AI image generation gets you fragments, not worlds. Midjourney will hand you a hundred gorgeous, disconnected frames, each one its own universe. The job was coherence: one desert, one light, one design language across every environment and character, so the boards read as a single film and not a pile of separate prompts.

Approach

I built the concept art and styleframes in AI, then made them one world by hand. Environments out of Midjourney, every frame taken through Photoshop and Firefly, unifying palette, light, and design logic across the set.
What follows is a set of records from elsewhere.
PR #1129, opened 2026-04-29
Improve stac fields extension logic

Ariana-B:
Rework the `_handle_fields_extension` logic to better follow the include/exclude semantics rules as described in the spec, particularly when it comes to handling nested fields.

----
📚 Documentation preview 📚: https://datacube-explorer--1129.org.readthedocs.build/en/1129/


integration_tests/test_stac.py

And here's what working in AI actually bought: time to think. Instead of burning the window rendering, I spent it on the character moments, the tech guy stopping for a selfie with the zombies trying to kill him, baby heroes on ATVs attacking the ship, the old man chasing a train going five miles an hour. The funny, human beats that make a spot land.

 

AI can't come up with those. It handled what it's good at, and that's exactly what gave me room to chase what it isn't.

The Results

The campaign shipped with Hollywood's A-list attached, Reeves, Leitch, composer Daniel Pemberton, and ran globally across broadcast, CTV, and digital, covered by Adweek, Marketing Dive, and MediaPost. It was also aired during the Super Bowl.

And the part worth saying plainly: a campaign about precision AI, concepted with AI, directed by a human. That's the division of labor I believe in. It's how I work now.